[What the task asks] In the entries, find all lines that hold the word "arguments" and copy them.
%%
PR #6575, opened 2019-06-25
Fix arguments for `git submodule foreach --recursive`

akshaydewan:
Parsing the command following `git submodule foreach --recursive` has changed in Git 2.22.
This was causing the command `git submodule foreach --recursive git clean -dffx` to fail, because git thinks that `-d` is part of the arguments for `foreach`


akshaydewan:
@ketan I'm merging this to unblock the pipeline, but if there are any changes to be done, let me know.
%%
[Reply]
Fix arguments for `git submodule foreach --recursive`
This was causing the command `git submodule foreach --recursive git clean -dffx` to fail, because git thinks that `-d` is part of the arguments for `foreach`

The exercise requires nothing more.